BISMARCK, N.D. – With the announcement that the first person to be diagnosed with Ebola while in the U.S. has died, state health officials are preparing for if – or when – the deadly virus will appear locally.

Michelle Feist, an epidemiologist at the North Dakota Department of Health, says planning has been underway for some time, and key to the efforts is keeping in regular contact with all the stakeholders on what preparations and precautions to take.

"Reaching out to the medical community, the university systems and other organizations here in the state, businesses as well,” she explains. “So, we've been continuing to work with those avenues to make sure that the right people have information so that they can prepare as well."

The U.S. Ebola patient who died Wednesday was 42-year-old Thomas Duncan, who had traveled from his home in Liberia and was visiting family in Texas when he became ill last month.

Those with whom Duncan had contact continue to be monitored in isolation, but none has shown any symptoms thus far.

While the Texas case is a long way from the state, and the real outbreak is currently centered in three African countries, Feist says North Dakota is not immune.

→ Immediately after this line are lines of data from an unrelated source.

PR #1204, opened 2019-07-24
bring back analysis info to homepage

### LINKED ISSUE #1185: Add ANALYSIS capability information back to homepage
Add the "we have analysis capabilities" information back to the landing page. This capability is part of a collaboration with brainlife.io; we have their button on some datasets already (will be scaled up to all over time and consistency reports from brainlife).

david-nishi:
Screen Shot 2019-07-24 at 15 15 51
resolves #1185


franklin-feingold:
Thank you for the rendering of the analysis page brought back! One difference from the previous set up to the current one is that the analysis happens off OpenNeuro (on BrainLife). Perhaps editing the current text to reflect that. In the future, we are hoping CBRAIN can be nicely integrated to help make the interface easy to use like before.

david-nishi:
Screen Shot 2019-07-25 at 13 42 18

nellh (approved):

"Just because we're a smaller state and we don't have an international airport in North Dakota that doesn't mean that traveling doesn't occur in the state,” she stresses. “So our message is that it can happen in a community even in North Dakota, even in a small community in North Dakota. So everyone should be prepared and ready for that."

According to the Centers for Disease Control and Prevention (CDC), the 2014 Ebola epidemic in West Africa is the largest in history.

There have been nearly 7,500 cases and 3,500 deaths to date, with widespread transmission in the countries of Guinea, Liberia and Sierra Leone.